Poor Rio, and a pink cone just to top it all.... hope he has a speedy recovery!!


----------



## Sara (Aug 15, 2011)

Oh poor Rio,,, i remember when my Eric had his little nuggets removed. he was not at all impressed with the "Cone of Shame" of we purchased an inflatable collar. They look much more comfortable and he got used to falling asleep with his head resting on it!!


----------



## Cockapoodledoo (Feb 8, 2011)

Oh bless! Poor little Rio. I'm sure he'll be out of sorts for a couple of days. Give him a gentle hug from me. ......Pink! Poor Rio! Lol

Karen xx


----------



## Mrs Hippiechick (Jul 26, 2011)

Poor Rio - the 'cone of shame' is bad enough, let alone it being a pink one! Could you personalise it with some boy stickers for him 

Plenty of cuddles and wishing him a speedy recovery x


----------



## JoJo (Mar 2, 2011)

Oh Rio .. the cone of shame ... and pink!!! wishing Rio a speedy recovery .... sending you hug a blue hug, not a pink one


----------



## curt3007 (May 28, 2011)

Sara said:


> Oh poor Rio,,, i remember when my Eric had his little nuggets removed. he was not at all impressed with the "Cone of Shame" of we purchased an inflatable collar. They look much more comfortable and he got used to falling asleep with his head resting on it!!
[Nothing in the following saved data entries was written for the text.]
Issue #1204, opened 2025-03-07
Fraction problem broken on develop


Alex-Jordan:
Try the MWE problem below. I don't think seed is relevant because it's the same with several seeds I tried. But in case it matters, for me this all started with seed 3444.

- It works on a 2.19 server.
- On develop, it does not work. You enter the correct answer and it is declared incorrect. If I change the limits like with `Context()->flags->set(limits => [0,1]);
`, then it works.

It seems likely that this has to do with some side effect from the changes that were made to Fractions recently.

```
DOCUMENT();

loadMacros(
  "PGstandard.pl",
  "PGML.pl",
  "parserAssignment.pl",
  "contextFraction.pl",
);

Context("Fraction")->variables->add(y => 'Real');
parser::Assignment->Allow;
#Context()->flags->set(limits => [0,1]);

$equation = Formula("y = 8/3 x - 3");

BEGIN_PGML
Enter [`[$equation]`].

[_]{$equation}{16}
END_PGML

ENDDOCUMENT();
```

dpvc:
I know what's happening and can fix it, but have to run right now so can't write it up just yet.  But I didn't want anyone else to waste time on it.  I'll make a PR soon.

dpvc:
I've made PR #1208 to resolve the problem.

This actually *is* related to the problem seed, but in a subtle way.  In the correct answer, because `reduceConstants` is true, the division in `8/3`is performed during the parsing of the answer, producing a fraction object.  It turns out that one of the tests points turned out to have `x = -2`, which means the `8/3 x` will be handled as a fraction times an integer producing another fraction, and then that minus 3 is another fraction, so the result is -25/3 as a Fraction object.

On the other hand, when the student answer is parsed, `reduceConstants ` is false (so that the student answer preview will show what the student actually entered), and that means the `8/3` is left as a division in the parsed answer, not a Fraction object.  So when that is evaluated, the `8/3` is computed first, producing a decimal number, not a fraction, and that is multiplied by -2 then 3 is subtracted, as decimal numbers.  It turns out that these have slightly different round-off errors (the truncation error from 8/3 is moved up one bit by when multiplied by -2 compared to the truncation error for -25/3).

[...]

PR #1208, opened 2025-03-08
Fraction eval method should return Real MathObject not perl real

dpvc:
This PR corrects an error where the `eval()` method of a Fraction MathObject would return a perl real rather than a MathObject Real.  That lead to comparisons that didn't use the fuzzy tolerances, which in turn lead to values that differ by small round-off errors being considered not equal when they should be equal.  E.g., Fraction(-25,3) not equaling (8/3)*(-2)-3.

This also changes the `compare()` method to use a better comparison for fractions, and a more precise tolerance value for comparing a fraction and a real, given by the new `fractionTolerance` flag.  Comparisons between a fraction and anything other than a fraction, real, or infinity will produce error messages.

This resolves issue #1204 without making it too easy to use a decimal value to match a fraction.

### DIFF
--- a/macros/contexts/contextFraction.pl
+++ b/macros/contexts/contextFraction.pl
@@ -47,7 +47,7 @@ must enter a whole number or a fraction in this context.  It is also
 permissible to enter a whole number WITH a fraction, as in C<2 1/2> for
 "two and one half", or C<5/2>.
 
-The fourth is the same as LimiteFraction, but students must enter proper
+The fourth is the same as LimitedFraction, but students must enter proper
 fractions, and results are shown as proper fractions.
 
 It is also possible to add fractions to an existing context using
--- a/macros/contexts/contextFraction.pl
+++ b/macros/contexts/contextFraction.pl
@@ -205,6 +205,20 @@ indicating that mixed numbers are not allowed.  This flag is off by
 default in all four contexts.  You should not set both
 C<requirePureFractions> and C<requireProperFractions> to 1.
 
+=item S<C<< fractionTolerance >>>
+
+Thie determines the tolerance to use when comparing a fraction to a
+real number.  The fraction will be converted to a real, and then this
+is used as the tolerance in a relative-tolerance comparison of the two
+reals.  The default is 10E-10, meaning the decimal must match to
+roughly 10 digits.
+
+=item S<C<< contFracMaxDen >>>
+
+This is the largest denominator to allow for continued-fraction
+computations when trying to produce a fraction from a real number.
+The default is 10**8.
+
 =back
 
 Fraction objects have two methods that can be useful when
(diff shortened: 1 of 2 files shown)


macros/contexts/contextFraction.pl
```diff
@@ -205,6 +205,20 @@ =head1 DESCRIPTION
 default in all four contexts.  You should not set both
 C<requirePureFractions> and C<requireProperFractions> to 1.
 
+=item S<C<< fractionTolerance >>>
+
+Thie determines the tolerance to use when comparing a fraction to a
+real number.  The fraction will be converted to a real, and then this
+is used as the tolerance in a relative-tolerance comparison of the two
+reals.  The default is 10E-10, meaning the decimal must match to
+roughly 10 digits.
```
drgrice1, line 214: I think you mean `1E-10` here.  In the code you use `10**-10` which is equal to `1E-10`.  Furthermore, that would actually mean roughly 10 digits of accuracy, while `10E-10` only means roughly 9 digits of accuracy.

Not that you don't know that.  Probably just a typo, or mental conversion error from the `**` notation to the `E` notation.

dpvc: I made a lot minute change from `10**-10`, which just didn't look good with the two 10s and negative sign, and didn't change it correctly.  I will fix.

pstaabp: Another minor typo, not from this PR is on line 50 of contextFraction.pl. `LimiteFraction`.  Since you have this open, instead of making another PR.

Alex-Jordan:
I went to try this out and something strange is happening (even before I check this out).

- On my production server (which is basically develop from January with a few patches) the MWE still shows the bug.
- On my develop server (a clean up-to-date) I can't actually reproduce the bug.

More out of curiosity that anything else, could this be explained by my perl version? On that develop server the perl version is 5.26, but on my production it's 5.36.

Alex-Jordan:
At last week's developer meeting, it seemed like two or three (@drgrice1, @pstaabp, @dlglin) could confirm this worked. I had trouble since I couldn't reproduce the actual bug (that I reported!). But do we have enough to merge this?

drgrice1 (approved):
I think this is good.

dpvc:
I think there is a POD typo that I still need to fix.  Sorry.  Will get to that soon.

dpvc:
OOPS, looks like I already did that.  Sorry, I thought I hadn't.  I think you are good to go.

drgrice1:
I noticed your edit to `PGalias.pm` that you just removed.  You can leave that in if you want.  There is no problem with that being there.  It does make the seed consistent with the other variables.  I assume you have a local script that you test things with that doesn't set the seed, and that is why you added that.

dpvc:
Indeed, you are correct about the reason.  Ok, I can undo the last commit.  It is a bit of a pain to remember not to add that file in when making changes, and you can see that I forgot this time.  I only noticed it because I was changing branches and didn't see that file in my modified list, and wondered where it went.  Then I found it in that previous commit.

I'm happy to have it merged into develop, so I'll put it back.

Alex-Jordan (approved):

Issue #1207, opened 2025-03-08
Issue with `parserAssignment.pl`.


drgrice1:
This issue occurs with WeBWork/PG 2.18, 2.19, and develop, but not with 2.17 (or before).  The following MWE demonstrates the issue:

```perl
DOCUMENT();

loadMacros('PGstandard.pl', 'PGML.pl', 'parserAssignment.pl', 'PGcourse.pl');

parser::Assignment->Allow;

$answer = Compute('x = -4');

BEGIN_PGML
Enter [`-4`] (but the correct answer is the equation [`[$answer]`]).

[_]{$answer}{10}
END_PGML

ENDDOCUMENT();
```

If you enter `-4` for the answer, then a score of 50% is given.  Even though the correct answer is the equation `x = -4`.  Furthermore, the message "There should be more words in your assignment" is given which doesn't make much sense.

I don't think this is related to #1193 since this occurs for WeBWorK/PG 2.18 and 2.19, and not just for develop.

drgrice1:
I forgot to mention.  I also discovered that if you use `[_]{$answer->cmp(partialCredit => 0)}`, then this does not happen.  The `Value::List::cmp_equal` method is handling this, but I don't know what has changed since 2.17 that causes this.

drgrice1:
Actually, you also need to add `showLengthHints => 0` to get rid of the message.  My actual problem doesn't need that because it uses a post filter to grade, and it replaces the message.

somiaj:
Seems `$showPartialCorrectAnswers = 0;` also makes it not give partial credit, so maybe a change in partial credit with macro?

drgrice1:
`$showPartialCorrectanswers` is the default for those options.  So that is the same thing.

dpvc:
I've made a PR that should address the problem (it adds `partialCredit => 0` and `shoeLengthHints => 0` to the default options for assignment answers.

drgrice1:
This was fixed by #1209.

PR #1209, opened 2025-03-08
Set default options to prevent partial credit or length hints for assignments

dpvc:
This PR sets the defaults for `partialCredit` and `showLenghtHints` for assignments so that unwanted messags and credit aren't given.

This resolves issue #1207.

### DIFF
--- a/macros/parsers/parserAssignment.pl
+++ b/macros/parsers/parserAssignment.pl
@@ -325,7 +325,7 @@ sub TeX {
 #
 sub cmp_defaults {
 	my $self = shift;
-	{$self->SUPER::cmp_defaults(@_), showLengthHints => 0, partialCredit => 0};
+	{ $self->SUPER::cmp_defaults(@_), showLengthHints => 0, partialCredit => 0 };
 }
 
 #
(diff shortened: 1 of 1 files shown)


pstaabp (approved):
Fixes the issue.

drgrice1 (approved):
I think this is fine and fixes the problem.  However, I would like to know what changed after PG 2.17 that caused the grading to change.  Do you have any ideas on that?

dpvc:
I don't know for sure, but I think it may have been when you corrected a misspelling in `PGcore.pm` in commit f1e654f that changed `showpartialCorrectAnswers` to `showPartialCorrectAnswers`, as it is the value of `showPartialCorrectAnswers` that seeds the values for the `partialCredit` and `showLengthHints` values.  There were no important changes to either of those options between PG-2.17 and PG-2.18, and this is the only important change involving `showPartialCorrectAnswers`.  I haven't checked that that is the actual culprit, but that would be my best bet.

drgrice1:
Ahh.  That makes sense.  I am not entirely sure that is the actual culprit either, but I am betting it is.  I suspected it was something like that that was causing this.

I will assume that is the cause, and in that case, I can put full support behind this pull request.

PR #109, opened 2020-07-05
Add ExtensionPoint to prevent one-sided mods from crashing

rikka0w0:
In 1.14, Forge removed “sidedness” attribute from the `mods.toml` and now one-side mods have to call this in their mod constructor to skip side checking:
```java
//Make sure the mod being absent on the other network side does not cause the client to display the server as incompatible
ModLoadingContext.get().registerExtensionPoint(ExtensionPoint.DISPLAYTEST, () -> Pair.of(() -> FMLNetworkConstants.IGNORESERVERONLY, (a, b) -> true));
```

This pr adds `ExtensionPoint.DISPLAYTEST` and relevent ExtensionPoint functions. However, due to a limitation of the Fabric Loader, Patchwork will not check for the presence of the Forge mod on the other side.

### DIFF
--- a/patchwork-fml/src/main/java/net/minecraftforge/fml/ExtensionPoint.java
+++ b/patchwork-fml/src/main/java/net/minecraftforge/fml/ExtensionPoint.java
@@ -1,0 +1,55 @@
+/*
+ * Minecraft Forge, Patchwork Project
+ * Copyright (c) 2016-2020, 2019-2020
+ *
+ * This library is free software; you can redistribute it and/or
+ * modify it under the terms of the GNU Lesser General Public
+ * License as published by the Free Software Foundation version 2.1
+ * of the License.
+ *
+ * This library is distributed in the hope that it will be useful,
+ * but WITHOUT ANY WARRANTY; without even the implied warranty of
+ * MERCHANTABILITY or FITNESS FOR A PARTICULAR PURPOSE.  See the GNU
+ * Lesser General Public License for more details.
+ *
+ * You should have received a copy of the GNU Lesser General Public
+ * License along with this library; if not, write to the Free Software
+ * Foundation, Inc., 51 Franklin Street, Fifth Floor, Boston, MA  02110-1301  USA
+ */
+
+package net.minecraftforge.fml;
+
+import java.util.function.BiFunction;
+import java.util.function.BiPredicate;
+import java.util.function.Supplier;
+
+import org.apache.commons.lang3.tuple.Pair;
+
+import net.minecraft.client.MinecraftClient;
+import net.minecraft.client.gui.screen.Screen;
+
+public class ExtensionPoint<T> {
+	public static final ExtensionPoint<BiFunction<MinecraftClient, Screen, Screen>> CONFIGGUIFACTORY = new ExtensionPoint<>();
+	// TODO: Not used by any Forge code, ModFileResourcePack is not implemented in Patchwork API
+	// public static final ExtensionPoint<BiFunction<MinecraftClient, ModFileResourcePack, ResourcePack>> RESOURCEPACK = new ExtensionPoint<>();
+	/**
+	 * Compatibility display test for the mod. Used for displaying compatibility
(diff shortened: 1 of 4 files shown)


patchwork-fml/src/main/java/net/minecraftforge/fml/ModContainer.java
```diff
@@ -46,6 +54,21 @@ public final String getNamespace() {
 		return namespace;
 	}
 
+	@SuppressWarnings("unchecked")
+	public <T> Optional<T> getCustomExtension(ExtensionPoint<T> point) {
+		return Optional.ofNullable((T) extensionPoints.getOrDefault(point, () -> null).get());
```
TheGlitch76, line 59: > getOrDefault(x () -> null)

Isn't that the same thing is `get()`? Maybe this is some quirk of IdentityHashMap but I don't think so.

patchwork-fml/src/main/java/net/minecraftforge/fml/ExtensionPoint.java
```diff
@@ -0,0 +1,55 @@
...
+	/**
+	 * Compatibility display test for the mod. Used for displaying compatibility
+	 * with remote servers with the same mod, and on disk saves.
+	 *
+	 * <p>The supplier provides my "local" version for sending across the network or
+	 * writing to disk The predicate tests the version from a remote instance or
+	 * save for acceptability (Boolean is true for network, false for local save)
+	 *
+	 * <p>TODO: Fabric servers do not check for client's mod list,
+	 * there is no way to implement the DISPLAYTEST function in Patchwork.
```
TheGlitch76, line 44: There's no way yet--we will eventually have to layer our own networking ontop of what Fabric has, but that's waiting on some work to be done by liach and co.

patchwork-fml/src/main/java/net/minecraftforge/fml/ExtensionPoint.java
```diff
@@ -0,0 +1,55 @@
...
+public class ExtensionPoint<T> {
+	public static final ExtensionPoint<BiFunction<MinecraftClient, Screen, Screen>> CONFIGGUIFACTORY = new ExtensionPoint<>();
+	// TODO: Not used by any Forge code, ModFileResourcePack is not implemented in Patchwork API
+	// public static final ExtensionPoint<BiFunction<MinecraftClient, ModFileResourcePack, ResourcePack>> RESOURCEPACK = new ExtensionPoint<>();
+	/**
+	 * Compatibility display test for the mod. Used for displaying compatibility
+	 * with remote servers with the same mod, and on disk saves.
+	 *
+	 * <p>The supplier provides my "local" version for sending across the network or
+	 * writing to disk The predicate tests the version from a remote instance or
```
TheGlitch76, line 40:
```suggestion
	 * <p>The supplier provides the "local" version for sending across the network or
	 * writing to disk. The predicate tests the version from a remote instance or
```

patchwork-fml/src/main/java/net/minecraftforge/fml/ModContainer.java
rikka0w0: Maybe Forge was trying to provide some fallback so they leave `() -> null` here.

Actually I'm not too sure either, perhaps we can leave it there to keep the behavior consistent with Forge.

patchwork-fml/src/main/java/net/minecraftforge/fml/ExtensionPoint.java
rikka0w0: I agree, so for now we just keep these dummy extension points to avoid `ClassNotFoundException`.

patchwork-fml/src/main/java/net/minecraftforge/fml/ModContainer.java
TheGlitch76: Hang on, i see what's going on. It's returning some supplier, and this is more concise because it avoids having to check before unboxing.

PR #112, opened 2020-07-08
Make Biomes O' Plenty work

### LINKED ISSUE #98: Required Features for Biomes O Plenty
Please let me know any others!
What I know so far is that we need this

- [x] IPlantable
image
- [x] Tool Types (#73 does this stage)
image
- [ ] Block.Settings harvest level, which is what bop uses tool types for
image

leo60228:
Closes #98 
Requires PatchworkMC/patchwork-patcher#60 (merged)
Partially blocked on PatchworkMC/patchwork-patcher#57

### DIFF
--- a/patchwork-biomes/src/main/java/net/minecraftforge/common/BiomeManager.java
+++ b/patchwork-biomes/src/main/java/net/minecraftforge/common/BiomeManager.java
@@ -19,6 +19,7 @@
 
 package net.minecraftforge.common;
 
+import java.util.Collection;
 import java.util.Objects;
 import java.util.ArrayList;
 import java.util.List;
@@ -84,11 +85,11 @@ public class BiomeManager {
 	}
 
 	// Biomes O' Plenty pokes Forge internals. Fun
-	private static ArrayList<BiomeEntry>[] biomes = setupBiomes();
+	private static TrackedList<BiomeEntry>[] biomes = setupBiomes();
 
-	private static ArrayList<BiomeEntry>[] setupBiomes() {
+	private static TrackedList<BiomeEntry>[] setupBiomes() {
 		@SuppressWarnings("unchecked")
-		ArrayList<BiomeEntry>[] currentBiomes = new ArrayList[BiomeType.values().length];
+		TrackedList<BiomeEntry>[] currentBiomes = new TrackedList[BiomeType.values().length];
 		List<BiomeEntry> list = new ArrayList<BiomeEntry>();
 
 		list.add(new BiomeEntry(Biomes.FOREST, 10));
@@ -98,7 +99,7 @@ public class BiomeManager {
 		list.add(new BiomeEntry(Biomes.BIRCH_FOREST, 10));
 		list.add(new BiomeEntry(Biomes.SWAMP, 10));
 
-		currentBiomes[BiomeType.WARM.ordinal()] = new ArrayList<BiomeEntry>(list);
+		currentBiomes[BiomeType.WARM.ordinal()] = new TrackedList<BiomeEntry>(list);
 		list.clear();
 
 		list.add(new BiomeEntry(Biomes.FOREST, 10));
@@ -106,16 +107,16 @@ public class BiomeManager {
 		list.add(new BiomeEntry(Biomes.TAIGA, 10));
 		list.add(new BiomeEntry(Biomes.PLAINS, 10));
 
-		currentBiomes[BiomeType.COOL.ordinal()] = new ArrayList<BiomeEntry>(list);
+		currentBiomes[BiomeType.COOL.ordinal()] = new TrackedList<BiomeEntry>(list);
 		list.clear();
 
 		list.add(new BiomeEntry(Biomes.SNOWY_TUNDRA, 30));
 		list.add(new BiomeEntry(Biomes.SNOWY_TAIGA, 10));
 
-		currentBiomes[BiomeType.ICY.ordinal()] = new ArrayList<BiomeEntry>(list);
+		currentBiomes[BiomeType.ICY.ordinal()] = new TrackedList<BiomeEntry>(list);
 		list.clear();
 
-		currentBiomes[BiomeType.DESERT.ordinal()] = new ArrayList<BiomeEntry>(list);
+		currentBiomes[BiomeType.DESERT.ordinal()] = new TrackedList<BiomeEntry>(list);
 
 		return currentBiomes;
 	}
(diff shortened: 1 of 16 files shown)


patchwork-biomes/src/main/java/net/minecraftforge/common/BiomeManager.java
```diff
@@ -64,14 +69,61 @@ private OverworldClimate getClimate() {
...
 			this.biome = biome;
 		}
 
 		private int getWeight() {
 			return this.weight;
 		}
 	}
+
+	// Biomes O' Plenty pokes Forge internals. Fun
+	private static ArrayList<BiomeEntry>[] biomes = setupBiomes();
```
famous1622, line 87: Best practice would be to type this as List, rather than ArrayList, we shouldn't care about the class of the object behind it.

patchwork-biomes/src/main/java/net/minecraftforge/common/BiomeManager.java
```diff
@@ -64,14 +69,61 @@ private OverworldClimate getClimate() {
...
+
+	private static ArrayList<BiomeEntry>[] setupBiomes() {
```
famous1622, line 89: Same here.

patchwork-extensions/src/main/java/net/patchworkmc/mixin/extension/MixinMinecraftClient.java
```diff
@@ -0,0 +1,36 @@
...
+import net.minecraft.client.MinecraftClient;
+import net.minecraft.client.color.item.ItemColors;
+
+@Mixin(MinecraftClient.class)
+public class MixinMinecraftClient {
+	@Shadow
+	private ItemColors itemColorMap;
+
+	public ItemColors getItemColors() {
+		return this.itemColorMap;
```
famous1622, line 34: Could this just be implemented as an Accessor?

patchwork-biomes/src/main/java/net/minecraftforge/common/BiomeManager.java
famous1622: Wait does Forge type this as ArrayList? If so :concern:

Rongmario: IIRC it was a custom implementation of ArrayList to track if the ArrayList had been modified

leo60228: BOP calls setupBiomes directly through reflection. It casts the result to a List, but since the actual Forge type extends ArrayList, I thought this would be better.

famous1622: Why not go all the way and implement the class from forge in case someone casts to it?

leo60228: True, that just didn't seem necessary. I'll do that later.

patchwork-biomes/src/main/java/net/minecraftforge/common/BiomeManager.java
```diff
@@ -64,14 +70,134 @@ private OverworldClimate getClimate() {
...
+		list.clear();
+
+		currentBiomes[BiomeType.DESERT.ordinal()] = new TrackedList<BiomeEntry>(list);
+
+		return currentBiomes;
+	}
+
+	public static ImmutableList<BiomeEntry> getBiomes(BiomeType type) {
+		int idx = type.ordinal();
+		List<BiomeEntry> list = idx >= biomes.length ? null : biomes[idx];
```
TheGlitch76, line 126: this line makes sense but it's difficult to tell what it's doing at first glance
```suggestion
		// We want to return null instead of throw an exception if the index is out of bounds.
		List<BiomeEntry> list = idx >= biomes.length ? null : biomes[idx];
```

patchwork-extensions-block/src/main/java/net/patchworkmc/mixin/extensions/block/MixinBlockSettings.java
```diff
@@ -0,0 +1,80 @@
...
+
+import net.minecraft.block.Block;
+import net.minecraft.item.Item;
+import net.minecraft.tag.Tag;
+
+import net.fabricmc.fabric.api.block.FabricBlockSettings;
+import net.fabricmc.fabric.api.tools.FabricToolTags;
+
+@Mixin(Block.Settings.class)
+public class MixinBlockSettings {
```
TheGlitch76, line 34: This needs an interface so that the added methods can be accessed by fabric mods.

patchwork-extensions-block/src/main/java/net/patchworkmc/mixin/extensions/block/MixinBlockSettings.java
```diff
@@ -0,0 +1,80 @@
...
+			break;
+		case "shovel":
+			this.miningTool = FabricToolTags.SHOVELS;
+			break;
+		case "sword":
+			this.miningTool = FabricToolTags.SWORDS;
+			break;
+		}
+
+		FabricBlockSettings fabric = FabricBlockSettings.copyOf((Block.Settings) (Object) this);
```
TheGlitch76, line 72: Thanks for using the fabric version here!

patchwork-extensions-block/src/main/resources/patchwork-extensions-block.accesswidener
```diff
@@ -0,0 +1,9 @@
+accessWidener v1 named
+
+accessible method net/minecraft/block/StairsBlock <init> (Lnet/minecraft/block/BlockState;Lnet/minecraft/block/Block$Settings;)V
+accessible field net/minecraft/block/Block materialColor Lnet/minecraft/block/MaterialColor;
+accessible method net/minecraft/block/DoorBlock <init> (Lnet/minecraft/block/Block$Settings;)V
+accessible method net/minecraft/block/TrapdoorBlock <init> (Lnet/minecraft/block/Block$Settings;)V
+accessible method net/minecraft/class_2440 <init> (Lnet/minecraft/class_2440$class_2441;Lnet/minecraft/class_2248$class_2251;)V
```
TheGlitch76, line 7: Mind adding a comment about this class's 1.15/1.16 name if it still exists?

patchwork-extensions/src/main/java/net/patchworkmc/mixin/extension/MixinAbstractTreeFeature.java
```diff
@@ -0,0 +1,44 @@
...
+import net.minecraft.world.IWorld;
+import net.minecraft.world.ModifiableTestableWorld;
+import net.minecraft.util.math.BlockPos;
+
+@Mixin(AbstractTreeFeature.class)
+public abstract class MixinAbstractTreeFeature {
+	@Shadow
+	protected abstract void setToDirt(ModifiableTestableWorld world, BlockPos pos);
+
+	protected void setDirtAt(ModifiableTestableWorld reader, BlockPos pos, BlockPos origin) {
```
TheGlitch76, line 36: Not going to worry about it for now, just want a comment on it.
```suggestion
	// TODO: How can we make this accessible in fabric mods?
	protected void setDirtAt(ModifiableTestableWorld reader, BlockPos pos, BlockPos origin) {
```

patchwork-biomes/src/main/java/net/minecraftforge/common/BiomeManager.java
```diff
@@ -64,14 +70,134 @@ private OverworldClimate getClimate() {
 	public static class BiomeEntry extends WeightedPicker.Entry {
 		public final Biome biome;
 
+		public int field_76292_a; // evil hack
```
TheGlitch76, line 73: Can you add a comment on why this is needed?

patchwork-extensions-block/src/main/java/net/patchworkmc/mixin/extensions/block/MixinBlockSettings.java
leo60228: This is just a wrapper around Fabric, is there any reason a mod wouldn't just use that directly?

leo60228:
Just rebased.

patchwork-extensions-block/src/main/java/net/patchworkmc/mixin/extensions/block/MixinBlockSettings.java
TheGlitch76: source-level patchwork would need this, that kind of transformation would need to be done manually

oh where did you get the inflatable cone from? Poor Rio big hug xx


----------



## Rufini (Sep 9, 2011)

awwwww I hope that he is feeling better soon, and more manly! The poor mite has been so emasculated! 

I am sooooo tempted to get Vincent a pink cone just to see his response...!!!


----------



## Sara (Aug 15, 2011)

Hi Jayne, I got my blow up collar from the vets but you can get them from procollar.co.uk. Eric was much happier in his!!


----------



## JulesB (Mar 6, 2011)

I hope Rio is feeling better soon.

I got an inflatable collar for Betty too even though she didn't end up needing it as baby vests worked best for her but i felt the inflatable collar would be more comfortable.

I know you can get them via sellers on Amazon as that where i got mine, just search for "inflatable buster collars".

x


----------



## Sezra (May 20, 2011)

Poor Rio, hope he makes a quick recovery. x


----------



## tessybear (May 1, 2011)

Hugs to Rio from Tess and Dexter x


----------